- _Exercise directions_
Which lines hold the word "against"? Copy each of them from the material.

——

PR #176, opened 2019-01-17
Make the example more CMake friendly

iblancasa:
I tried to do some small improvements.

@titosanxez, please, could you take a look? Thank you!

### DIFF
--- a/examples/routing_service_shapes_processor/cpp/CMakeLists.txt
+++ b/examples/routing_service_shapes_processor/cpp/CMakeLists.txt
@@ -8,15 +8,19 @@
 #  RTI is under no obligation to maintain or support the Software.  RTI shall
 #  not be liable for any incidental or consequential damages arising out of the
 #  use or inability to use the software.
-#
 
 cmake_minimum_required(VERSION 3.11)
-set (CMAKE_CXX_STANDARD 11)
-project (ShapesProcessor)
+project(ShapesProcessor)
 
+if(NOT BUILD_SHARED_LIBS)
+    set(msg
+        "Static linking is not supported for this example. You can build it "
+        "using the -DBUILD_SHARED_LIBS=1 CMake parameter")
+    message(FATAL_ERROR ${msg})
+endif()
 
 # Find RTI Connext dependencies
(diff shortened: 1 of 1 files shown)


examples/routing_service_shapes_processor/cpp/CMakeLists.txt
```diff
@@ -8,15 +8,19 @@
...
 #  not be liable for any incidental or consequential damages arising out of the
 #  use or inability to use the software.
-#
 
 cmake_minimum_required(VERSION 3.11)
-set (CMAKE_CXX_STANDARD 11)
-project (ShapesProcessor)
+project(ShapesProcessor)
 
+if(NOT BUILD_SHARED_LIBS)
```
titosanxez: Nice. Thanks for this

examples/routing_service_shapes_processor/cpp/CMakeLists.txt
```diff
@@ -8,15 +8,19 @@
...
+    set(msg
+        "Static linking is not supported for this example. You can build it "
+        "using the -DBUILD_SHARED_LIBS=1 CMake parameter")
+    message(FATAL_ERROR ${msg})
+endif()
 
 # Find RTI Connext dependencies
-set(CMAKE_MODULE_PATH ${CMAKE_MODULE_PATH} "${CONNEXTDDS_DIR}/resource/cmake")
+set(CMAKE_MODULE_PATH ${CMAKE_MODULE_PATH} "$ENV{NDDSHOME}/resource/cmake")
```
titosanxez: why this? aren't we using CONNEXT_DIR in findConnextDDs? 
Also we would need to update the example isnructions to reflect this change

iblancasa: Actually I can revert this. I set the NDDSHOME environment variable because usually is what the people sets following the instructions. But I don't have a strong opinion about. So, what do you prefer?

titosanxez: I don't have a strong opinion either though I'm not a fun of environment variables. Ideally it's nice if we can live without NDDSHOME (also the name is somewhat old). And since we already define CONNEXT_DIR, we could embrace it.

It also depends on what we want to do with other examples as well.

Issue #161, opened 2018-12-29
Port the examples to CMake


iblancasa:
It would be amazing to port the examples to CMake. That would make easier to build the examples.

PR #177, opened 2019-01-24
Porting Recording Service examples from main repository to RTI community examples

juanlu-rti:
The port includes changing from makefiles and manually-maintained VS projects to CMake.

Internal process: GALLEON-179.


examples/recording_service/pluggable_storage/c/CMakeLists.txt
```diff
@@ -0,0 +1,134 @@
...
+add_library(
+    FileStorageWriter MODULE
+    ${CMAKE_SOURCE_DIR}/FileStorageWriter.c
+    ${CMAKE_SOURCE_DIR}/FileStorageWriter.h
+)
+
+target_link_libraries(
+    FileStorageWriter
+    RTIConnextDDS::routing_service_infrastructure
+    RTIConnextDDS::c_api
```
iblancasa: The ``c_api`` library is also linked when you link against the ``RTIConnextDDS::routing_service_infrastructure`` target

examples/recording_service/pluggable_storage/c/CMakeLists.txt
```diff
@@ -0,0 +1,134 @@
...
+    ${CONNEXTDDS_EXTERNAL_LIBS}
+)
+
+target_include_directories(
+    FileStorageWriter
+    PUBLIC ${CMAKE_BINARY_DIR}
```
iblancasa: The ``PUBLIC`` visibility is used when you are linking against the target (in this case, the ``FileStorageWriter`` library). 

You created the ``FileStorageWriter`` library as a ``MODULE`` library.

From the CMake documentation:
```
MODULE libraries are plugins that are not linked into other targets but may be loaded dynamically at runtime using dlopen-like functionality.
```

So, this means nobody will link against the ``FileStorageWriter`` library. For that reason, you should use ``PRIVATE`` visibility.

examples/recording_service/pluggable_storage/c/CMakeLists.txt
```diff
@@ -0,0 +1,134 @@
...
+    PUBLIC ${CONNEXTDDS_INCLUDE_DIRS}
```
iblancasa: This one is added automatically when you link against the ``RTIConnext::`` targets.

examples/recording_service/pluggable_storage/c/CMakeLists.txt
```diff
@@ -0,0 +1,134 @@
...
+
+target_include_directories(
+    HelloMsg_publisher
+    PUBLIC ${CMAKE_BINARY_DIR}
+    PUBLIC ${CONNEXTDDS_INCLUDE_DIRS}
+)
+
+target_compile_definitions(
+    HelloMsg_publisher
+    PUBLIC ${CONNEXTDDS_COMPILE_DEFINITIONS}
```
iblancasa: This is automatically added  when you link against the ``RTIConnext::`` targets

examples/recording_service/pluggable_storage/c/CMakeLists.txt
titosanxez: That's not necessarily true.  The rsinfrastructure is currently a standalone library. Unless the example is ussing DDS/core stuff, is not really needed.

examples/recording_service/pluggable_storage/c/CMakeLists.txt
```diff
@@ -0,0 +1,134 @@
...
+)
+
+# Generate type plug-in files for the storage type
+add_custom_command(
+    OUTPUT 
+        ${CMAKE_SOURCE_DIR}/HelloMsg.c 
+        ${CMAKE_SOURCE_DIR}/HelloMsgPlugin.c
+        ${CMAKE_SOURCE_DIR}/HelloMsgSupport.c
+    MAIN_DEPENDENCY ${CMAKE_SOURCE_DIR}/HelloMsg.idl
+    COMMAND ${RTICODEGEN} -language C -replace -d ${CMAKE_SOURCE_DIR} ${CMAKE_SOURCE_DIR}/HelloMsg.idl
```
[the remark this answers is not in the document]
titosanxez: It's the first time I see the MAIN_DEPENDENCY in the examples. Iis this they way to call rtiddsgen or do we have some other way/convention? @iblancasa

examples/recording_service/pluggable_storage/c/FileStorageReader.h
```diff
@@ -0,0 +1,38 @@
...
+
+/**
+ * Entry-point function to the C reader plugin. This function will create an
+ * instance of the StorageReader example. This example opens a file passed in by
+ * the configuration in the storage property tag. The file contains samples in
+ * a textual format that is understood by the example StorageReader classes.
+ * This example works exclusively with the type defined in the provided IDL
+ * file, HelloMsg.idl.
+ */
+DLLExport
```
titosanxez: we should use the RTI_USER_DLL_EXPORT

examples/recording_service/pluggable_storage/c/HelloMsg_subscriber.c
```diff
@@ -0,0 +1,305 @@
+
```
titosanxez: This file is exactly as the generated one, isn;t it? if so we should remove it

examples/recording_service/pluggable_storage/cpp/FileStorageReader.hpp
```diff
@@ -0,0 +1,178 @@
...
+     * data stream has been read and that we're ready for termination.
+     */
+    virtual bool finished();
+
+    virtual void reset();
+
+private:
+
+    std::ifstream *data_file_;
+
```
titosanxez: we should remove the blank liknes between attributes

examples/recording_service/pluggable_storage/cpp/FileStorageReader.hpp
```diff
@@ -0,0 +1,178 @@
...
+ * Note: this example is only fit to work with the provided type definition
+ * (type HelloMsg - see HelloMsg.idl for more information).
+ */
+class FileStorageStreamReader :
+        public rti::recording::storage::DynamicDataStorageStreamReader {
+public:
+
+    FileStorageStreamReader(std::ifstream *data_file);
+
+    virtual ~FileStorageStreamReader();
```
titosanxez: we don't need the virtual keyword in this class, since there is no further inheritance

examples/recording_service/pluggable_storage/cpp/FileStorageWriter.cxx
```diff
@@ -0,0 +1,205 @@
...
+        }
+        /* Time was returned in seconds. Transform to nanoseconds */
+        current_time *= NANOSECS_PER_SEC;
+        info_file_ << "End timestamp: " << current_time << std::endl;
+    }
+}
+
+rti::recording::storage::StorageStreamWriter *
+FileStorageWriter::create_stream_writer(
+            const rti::routing::StreamInfo& stream_info,
```
titosanxez: indentation

examples/recording_service/pluggable_storage/c/CMakeLists.txt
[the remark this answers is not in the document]
iblancasa: We were not using it because it has some side effects. It is almost like "DEPENDS" but will do more things for VS.


Actually, something to improve would be:
* Create a custom target depending on the output files generated by the custom command  
* The libraries and the applications should depends on that custom

That will ensure Codegen is not called twice in multi-job builds (if Codegen is called twice, the build will break)

examples/recording_service/pluggable_storage/c/CMakeLists.txt
iblancasa: Ok, so it is something we need to improve in the "FindConnextDDS" CMake script. Right now, it is included always.

iblancasa:
This example needs to be built with C++11, right?

examples/recording_service/pluggable_storage/c/CMakeLists.txt
```diff
@@ -0,0 +1,134 @@
...
+
+find_package(
+    RTICodeGenerator "3.0.0"
+    REQUIRED
+)
+
+# Generate type plug-in files for the storage type
+add_custom_command(
+    OUTPUT 
+        ${CMAKE_SOURCE_DIR}/HelloMsg.c
```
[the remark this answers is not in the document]
juanlu-rti: True. Will add them.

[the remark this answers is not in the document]
juanlu-rti: @titosanxez , I took a look at a Routing Service example for inspiration on some things, you may want to also review this issue in them?

examples/recording_service/pluggable_storage/c/CMakeLists.txt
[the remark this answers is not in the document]
juanlu-rti: Okay, so I'll create the custom target approach. What about the MAIN_DEPENDENCY, should I change it to DEPENDS?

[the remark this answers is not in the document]
iblancasa: I don't have a strong opinion regarding  the ``MAIN_DEPENDENCY`` option.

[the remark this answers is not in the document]
jpovedano: I don't have an strong opinion either, but it looks, that when there is a 1-1 dependency relationship (e.g. file generation), MAIN_DEPENDENCY might be better:

https://rix0r.nl/blog/2015/08/13/cmake-guide/

examples/recording_service/pluggable_storage/c/CMakeLists.txt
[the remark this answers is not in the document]
juanlu-rti: My last commit adds quotes as per @iblancasa 's comment.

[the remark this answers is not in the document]
juanlu-rti: OK, will change references.

examples/recording_service/pluggable_storage/c/CMakeLists.txt
juanlu-rti: I have not understood this correctly. This is actually a library that will not be linked into other targets but will effectively be dl-open-loaded by Recorder (the same as FileStorageReader will be dl-open-loaded by Replay and Converter), so I do not understand why MODULE doesn't fit?

examples/recording_service/pluggable_storage/c/CMakeLists.txt
juanlu-rti: Oh, I see, so I can remove the {{CONNEXTDDS_INCLUDE_DIRS}} from this CMake command, right? I'll try it out and push.

examples/recording_service/pluggable_storage/c/CMakeLists.txt
juanlu-rti: I have committed changes that remove the unnecessary CONNEXTDDS_COMPILE_DEFINITIONS and CONNEXTDDS_INCLUDE_DIRS from the CMakeLists.txt files (both C and C++).

examples/recording_service/pluggable_storage/c/HelloMsg_subscriber.c
juanlu-rti: Hmmmm, I know the publisher varies, but it's probably true that this is just the same as the generated one. I'll remove it.

examples/recording_service/pluggable_storage/c/FileStorageReader.h
juanlu-rti: Done.

examples/recording_service/pluggable_storage/c/HelloMsg_subscriber.c
juanlu-rti: @titosanxez , I realised that in both subscribers we do modify the topic name. So I believe we cannot generate over them and we cannot remove them from git. That should be fine, though.

examples/recording_service/pluggable_storage/cpp/FileStorageReader.hpp
juanlu-rti: I will. On it.

examples/recording_service/pluggable_storage/cpp/FileStorageReader.hpp
juanlu-rti: That's true. Will remove.

examples/recording_service/pluggable_storage/c/CMakeLists.txt
```diff
@@ -0,0 +1,140 @@
...
+#  only for use with RTI products.  The Software is provided "as is", with no
+#  warranty of any type, including any warranty for fitness for any purpose.
+#  RTI is under no obligation to maintain or support the Software.  RTI shall
+#  not be liable for any incidental or consequential damages arising out of the
+#  use or inability to use the software.
+#
+cmake_minimum_required(VERSION 3.11)
+
+set(CMAKE_SYSTEM_NAME "Windows")
+set(CMAKE_SYSTEM_PROCESSOR x86)
```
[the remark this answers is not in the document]
juanlu-rti: It was removed.

examples/recording_service/pluggable_storage/c/CMakeLists.txt
```diff
@@ -0,0 +1,140 @@
...
+
+project (PluggableStorage)
+set(CONNEXTDDS_DISABLE_VERSION_CHECK TRUE)
```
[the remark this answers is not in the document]
juanlu-rti: It was removed.

examples/recording_service/pluggable_storage/c/CMakeLists.txt
```diff
@@ -0,0 +1,135 @@
...
+)
+
+set(GENERATED_CODE
+    "${CMAKE_CURRENT_SOURCE_DIR}/HelloMsg.c"
+    "${CMAKE_CURRENT_SOURCE_DIR}/HelloMsgPlugin.c"
+    "${CMAKE_CURRENT_SOURCE_DIR}/HelloMsgSupport.c"
+)
+
+# Generate type plug-in files for the storage type
+add_custom_command(
```
titosanxez: @iblancasa , should we be using the new way to generate code? or isn't available for Galleon?

juanlu-rti:
@titosanxez , @iblancasa , I believe the code is quite ready to be merged. Let me know if you have any more questions or change requests. Otherwise, feel free to merge :)

examples/recording_service/pluggable_storage/c/CMakeLists.txt
iblancasa: It will be available in this repository as soon as we merge #161. The idea is to refactor the examples after that merge to use the new way to generate code.

examples/recording_service/pluggable_storage/c/CMakeLists.txt
```diff
@@ -0,0 +1,135 @@
...
+add_custom_target(
+    generated_code DEPENDS ${GENERATED_CODE}
+)
+
+# Define the library that will provide the storage writer plugin
+add_library(
+    FileStorageWriter MODULE
+        "${CMAKE_CURRENT_SOURCE_DIR}/HelloMsg.c" 
+        "${CMAKE_CURRENT_SOURCE_DIR}/FileStorageWriter.c"
+        "${CMAKE_CURRENT_SOURCE_DIR}/FileStorageWriter.h"
```
iblancasa: This is a header file. This should be included using the ``target_include_directories`` CMake buil-in macro.

examples/recording_service/pluggable_storage/c/CMakeLists.txt
```diff
@@ -0,0 +1,135 @@
...
+    FileStorageWriter
+    RTIConnextDDS::routing_service_infrastructure
+    RTIConnextDDS::c_api
+    ${CONNEXTDDS_EXTERNAL_LIBS}
+)
+
+target_include_directories(
+    FileStorageWriter
+    PUBLIC "${CMAKE_BINARY_DIR}"
+    PUBLIC ${CONNEXTDDS_INCLUDE_DIRS}/recordingservice
```
iblancasa: You can add a list of directories after the visibility word. I mean:
```cmake
PUBLIC
    dir1
    dir2
```

iblancasa: Add quotes to this path

examples/recording_service/pluggable_storage/c/CMakeLists.txt
```diff
@@ -0,0 +1,135 @@
...
+target_link_libraries(
+    FileStorageWriter
+    RTIConnextDDS::routing_service_infrastructure
+    RTIConnextDDS::c_api
+    ${CONNEXTDDS_EXTERNAL_LIBS}
+)
+
+target_include_directories(
+    FileStorageWriter
+    PUBLIC "${CMAKE_BINARY_DIR}"
```
iblancasa: Use ``CMAKE_CURRENT_BINARY_DIR`` instead. If somebody includes this project as sub-project, the build will fail.

examples/recording_service/pluggable_storage/c/CMakeLists.txt
```diff
@@ -0,0 +1,135 @@
...
+    "${CMAKE_CURRENT_SOURCE_DIR}/HelloMsgPlugin.c"
+    "${CMAKE_CURRENT_SOURCE_DIR}/HelloMsgSupport.c"
+)
+
+# Generate type plug-in files for the storage type
+add_custom_command(
+    OUTPUT ${GENERATED_CODE}
+    MAIN_DEPENDENCY "${CMAKE_CURRENT_SOURCE_DIR}/HelloMsg.idl"
+    COMMAND ${RTICODEGEN} -language C -update typefiles
+            -platform ${CONNEXTDDS_ARCH} -d "${CMAKE_CURRENT_SOURCE_DIR}"
```
iblancasa: Instead of modify the source directory, it is a better idea to store the generated code in the binary dir. Probably (to make everything easier to undertand), in a sub-directory of the binary directory.

examples/recording_service/pluggable_storage/c/CMakeLists.txt
```diff
@@ -0,0 +1,135 @@
...
+        core
+        routing_service
+)
+
+find_package(
+    RTICodeGenerator "3.0.0"
+    REQUIRED
+)
+
+set(GENERATED_CODE
```
iblancasa: Probably, it would be a good idea to set a more significant name to this variable

juanlu-rti:
Feedback applied. @iblancasa , I have applied the same feedback to the C++ example. 

I believe anybody with write permission can go ahead and merge.

examples/recording_service/service_admin/cpp/README.rst
```diff
@@ -0,0 +1,143 @@
...
+The following files are part of the example:
+
+- ``Requester.hpp`` and ``Requester.cxx``: these files contain the example C++
+  code that prepares and sends the command request and then waits for a reply
+  from the running service instance.
+
+- ``USER_QOS_PROFILES.xml``: this file defines DDS XML QoS profiles to be used
+  by the application and by *Recording Service*.
+
+- ``recorder_remote_admin.xml``: this is a configuration file for Recording
```
titosanxez: We need a file name convention for configuration files @iblancasa @fgaranda

examples/recording_service/service_admin/cpp/README.rst
```diff
@@ -0,0 +1,143 @@
...
+===================
+
+First of all, we need a running |RS| instance with remote administration enabled.
+We will use the |RS| configuration shipped with the example, called 
+``recorder_remote_admin.xml``:
+
+.. code-block:: text
+
+    cd <binary directory>
+    $(CONNEXTDDS_DIR)/bin/rtirecordingservice -cfgFile recorder_remote_admin.xml -cfgName remote_admin
```
titosanxez: You can use the multiline format with '\', and indent twice the parameters in new line

examples/recording_service/service_admin/cpp/README.rst
```diff
@@ -0,0 +1,143 @@
...
+Once the |RS| instance is running, it is ready to receive remote command requests.
+The administration app receives the following command-line parameters:
+
+- The kind of command to be sent, following a *CRUD* pattern (CREATE, READ, 
+  UPDATE, DELETE).
+- The identifier of the resource we're accessing, 
+  e.g. ``recording_services/remote_admin/state``
+- [Optional] The arguments that the command kind needs for performing the action,
+  e.g. ``paused`` (if the objective state of the service is *paused*)
+- [Optional] ``--domain-id``: this parameter should be used when the |RS|
```
titosanxez: In general we don't use the '--param-name' format but '-paramName' instead. It may be ok for this example but we should aim for consistency.

examples/recording_service/service_admin/cpp/CMakeLists.txt
```diff
@@ -0,0 +1,129 @@
...
+
+find_package(
+    RTICodeGenerator "3.0.0"
+    REQUIRED
+)
+
+# Create the directory that's going to contain the generated code files
+add_custom_target(
+    generated_code_dir ALL
+    COMMAND ${CMAKE_COMMAND} -E make_directory "${CMAKE_BINARY_DIR}/generated"
```
iblancasa: Use ``CMAKE_CURRENT_BINARY_DIR`` instead of ``CMAKE_BINARY_DIR``.

examples/recording_service/service_admin/cpp/CMakeLists.txt
```diff
@@ -0,0 +1,129 @@
...
+
+target_include_directories(
+    Requester
+    PUBLIC "${CMAKE_BINARY_DIR}/generated"
+)
+
+target_link_libraries(
+    Requester
+    RTIConnextDDS::cpp2_api
+    RTIConnextDDS::messaging_cpp2_api
```
iblancasa: The ``RTIConnextDDS::messaging_cpp2_api`` imported target includes the ``RTIConnextDDS::cpp2_api`` imported target. So, you don't need to link against the ``RTIConnextDDS::cpp2_api`` imported target.

juanlu-rti:
@titosanxez about the command-line parameters naming, I certainly see your point. @fgaranda and I discussed it and we liked this approach (the one I finally used), but we definitely understood that this yields a less consistent example.
If you guys want, I can change the parameter names, no big deal.

examples/recording_service/service_admin/cpp/README.rst
titosanxez: @juanlu-rti @fgaranda  yes I can see why you guys like it better ( I do too) but at this point we need to make sure we follow a pattern, which should be also the same for examples. Right now we are probably not consistent in the examples and we should start working towards that. I would make the change if you have a chance if we agree this is the format we should be doing (which is the format of the infsvcs for example).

——

- _Response to the task_
iblancasa: The ``c_api`` library is also linked when you link against the ``RTIConnextDDS::routing_service_infrastructure`` target
iblancasa: The ``PUBLIC`` visibility is used when you are linking against the target (in this case, the ``FileStorageWriter`` library). 
So, this means nobody will link against the ``FileStorageWriter`` library. For that reason, you should use ``PRIVATE`` visibility.
iblancasa: This one is added automatically when you link against the ``RTIConnext::`` targets.
iblancasa: This is automatically added  when you link against the ``RTIConnext::`` targets
iblancasa: The ``RTIConnextDDS::messaging_cpp2_api`` imported target includes the ``RTIConnextDDS::cpp2_api`` imported target. So, you don't need to link against the ``RTIConnextDDS::cpp2_api`` imported target.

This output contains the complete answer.